Supplied records:
PR #3672, opened 2026-03-31
Make DebugLinePriority test valid SPIR-V

svenvh:
A recent version of SPIRV-Tools found several issues with the test, such as `DebugTypeFunction` having the wrong return type operand and `DebugTypeBasic` missing the flags operand.


vmaksimo (approved):
Oh, thanks! I actually already made a fix for forward translation (how do you think we got this spt file?😅) to align with the spec - will double-check and publish to review shortly https://github.com/KhronosGroup/SPIRV-LLVM-Translator/commit/4f726a37b00d853bb9e05b785aaa28a904fed116

svenvh:
> will double-check and publish to review shortly

@vmaksimo are you still planning to do this?  No pressure, just checking this is still on your list. :-)

vmaksimo:
@svenvh yeah, my "shortly" took guilty amount of time... 😅
actually #3692 is the first one of the several PR fixes coming - stay tuned! 
i just reordered them semantically for simpler and more clear looking PRs

PR #3674, opened 2026-04-07
Remove intrinsic declarations that became unused after lowering

intwanghao:


lib/SPIRV/SPIRVRegularizeLLVM.cpp
```diff
@@ -798,6 +798,16 @@ bool SPIRVRegularizeLLVMBase::regularize() {
...
 
+  // Remove intrinsic declarations that became unused after lowering.
+  // During the loop above, intrinsic calls are replaced with calls to lowered
+  // functions. The original intrinsic declarations may still remain in the
+  // module with no uses.
+  for (auto I = M->begin(), E = M->end(); I != E;) {
+    Function *F = &(*I++);
+    if (F->isDeclaration() && F->use_empty())
+      F->eraseFromParent();
+  }
```
MrSidims, line 809: If my understanding is correct, as it's spelled right now _every_ unused function declaration will be removed from the module and that is wrong. Please check if removed function is an intrinsic.

PR #3675, opened 2026-04-07
Extend INT4/FP4 packed conversions for i16, i64, and vector packed inputs

vmaksimo:
Packed Int4/FP4 conversion builtins only worked correctly when the packed container was `i8` or `i32`.
Using `i16` or `i64` caused an `"Invalid floating point encoding"` assertion during forward translation.
Using a vector of integers (e.g. `<2 x i8>`) as the packed container produced a size-mismatched bitcast that crashed the round-trip translation.

Extend support to all integer widths (8, 16, 32, 64 bits) and vector-of-integer packed containers for both Int4 and FP4 conversions in both directions.

Extended `SPV_INTEL_float4/conversions_packed.ll` and `SPV_INTEL_int4/conversions_packed.ll` with `i16`, `i64`, and `<2 x i8>` packed container cases in both directions.


YuriPlyakhin (approved):

MrSidims:
My review is not gating

PR #3679, opened 2026-04-08
[Backport to LLVM 17] SPIRVWriter - JointMatrix missing logic

bokrzesi:


vmaksimo:
The code this PR restores was intentionally removed in #2088 as part of the opaque-pointer migration, and that removal predates the llvm_release_170 branch cut. Merging this would bring back code that was already cleaned up.
We should not merge this.

PR #3683, opened 2026-04-14
[LLVM 17] Add workaround to translate casts from target ext types to int (Originally: #3476)

bokrzesi:
This patch should be reverted in the future as it supports translation of invalid SPIR-V modules.

This is forward-porting from: https://github.com/KhronosGroup/SPIRV-LLVM-Translator/pull/3476

This is workaround related to: https://github.com/intel/llvm/commit/f34e5458aa63


bokrzesi:
@michalpaszkowski @vmaksimo 

Could you please review it?

lib/SPIRV/SPIRVReader.cpp
```diff
@@ -1226,6 +1226,12 @@ Value *SPIRVToLLVM::transConvertInst(SPIRVValue *BV, Function *F,
       CO = Instruction::IntToPtr;
     }
     break;
+  // TODO: remove this as it's invalid SPIR-V.
```
```suggestion
  // Workaround: OpConvertPtrToU on a target extension type (e.g. spirv.Image) is
  // invalid SPIR-V, but is generated by the DPC++ frontend for ESIMD
  // get_surface_index() on image accessors.
  // Translate as a builtin call (valid LLVM IR) instead of PtrToInt (invalid IR).
  // Removing this requires fixing the root cause: either a new SPIR-V extension
  // for image-handle-to-index conversion, or redesigning ESIMD accessor storage.
```

michalpaszkowski (approved):

vmaksimo (approved):

PR #3987, opened 2026-08-20
Translate llvm.llround, llvm.lrint and llvm.llrint intrinsics

pvelesko:
llvm.lround gained translation support in #2904 as an OpenCL.std round followed by OpConvertFToS. Its three siblings were left out, so a module containing any of them still stops with `InvalidFunctionCall: Unexpected llvm intrinsic`. This completes that set.

llround reuses the existing shape unchanged. The destination type is taken from the intrinsic result type, so the wider return type needs no special handling and the vector overloads fall out for free. lrint and llrint use the same shape with OpenCLLIB::Rint in place of OpenCLLIB::Round.

One caveat is worth stating plainly, because the two specifications word rounding differently. OpenCL rint is round to nearest even unconditionally, whereas LangRef defines llvm.lrint and llvm.llrint as returning what the libm functions return, and libm lrint follows the current rounding mode. They coincide here because the OpenCL extended instruction set fixes the mode for its math instructions regardless of the caller. From the Math extended instructions section of the OpenCL extended instruction set specification:

> The math instructions are not affected by the prevailing rounding mode in the calling environment, and always return the same value as they would if called with the round to nearest even rounding mode.

LLVM in turn assumes the default floating point environment unless the constrained intrinsics are used. This is the same reasoning already baked into the tree: in transIntrinsicInst, Intrinsic::rint and Intrinsic::roundeven both map to OpenCLLIB::Rint, as does Intrinsic::nearbyint, which is likewise a current rounding mode libm function.

All four intrinsics are also registered in isKnownIntrinsic. lround was missing there, which looks like an oversight in #2904. Under -spirv-allow-unknown-intrinsics, transFunctionDecl still emitted an imported OpFunction declaration for an intrinsic whose calls transIntrinsicInst had already translated inline, so the output carried a stray

    OpDecorate %5 LinkageAttributes "llvm.lround.i32.f32" Import

alongside the inline OpenCL.std round. Nothing in the suite exercised that mode, so test/llvm-intrinsics/lround.ll now translates a second time with -spirv-allow-unknown-intrinsics and asserts that no such decoration survives. The two new tests assert the same for the three added intrinsics. Keeping the translation case but removing the isKnownIntrinsic entries reproduces all ten spurious Import decorations across the three files, so the assertions are not vacuous.

Known follow up, deliberately not addressed here. The lround family does not call checkTypeForSPIRVExtendedInstLowering, so an unsupported floating point argument such as x86_fp80 reaches transType and trips the assert at lib/SPIRV/libSPIRV/SPIRVType.h:302 instead of producing a diagnostic. That is existing behaviour of the lround case and this change does not alter it. It is left alone because the obvious one line guard is not a correct fix. The shared math case block in checkTypeForSPIRVExtendedInstLowering begins by requiring the argument type to equal the result type, which is never true for these intrinsics, so adding them to its case list makes it return false for every call, and since it returns false without calling SPIRVCK there is no diagnostic either: the translator drops the call and exits 0 having emitted a function body with no rounding in it at all. A correct fix needs a new case in that function that validates the argument type rather than the result type, with its own tests, which belongs in a separate change. Worth noting too that when x86_fp80 appears in a function signature the same assert fires for llvm.rint.f80, which does have the guard, so the guard is not the whole story.

The branch was built and tested against a local LLVM 23.1.0-rc2, not the LLVM 24 trunk that upstream CI builds against, because no LLVM 24 was available on the machine used. CI is therefore the first real check on the intended toolchain. Locally the three rounding tests pass, and the full lit suite goes from 1088 passed with 24 failed at the base commit to 1090 passed with 24 failed on this branch, with an identical failure list. Those 24 are environmental and reproduce unchanged on the base commit, mostly a local spirv-val that rejects newer capability operands such as 5156 and 6265, plus two OpTypeInt bit width rejections.

### DIFF
--- a/lib/SPIRV/SPIRVWriter.cpp
+++ b/lib/SPIRV/SPIRVWriter.cpp
@@ -4175,9 +4175,13 @@ bool LLVMToSPIRVBase::isKnownIntrinsic(Intrinsic::ID Id) {
   case Intrinsic::floor:
   case Intrinsic::fma:
   case Intrinsic::frexp:
+  case Intrinsic::llrint:
+  case Intrinsic::llround:
   case Intrinsic::log:
   case Intrinsic::log10:
   case Intrinsic::log2:
+  case Intrinsic::lrint:
+  case Intrinsic::lround:
   case Intrinsic::maximumnum:
   case Intrinsic::maximum:
   case Intrinsic::maxnum:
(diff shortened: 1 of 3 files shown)


maarquitos14:
@pvelesko I see this is marked as draft, so I'm not sure if it's ready for review. Could you please confirm?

What you should do: Out of the preceding entries, pull each line that contains the word "approved".

The completed task:
vmaksimo (approved):
YuriPlyakhin (approved):
michalpaszkowski (approved):
vmaksimo (approved):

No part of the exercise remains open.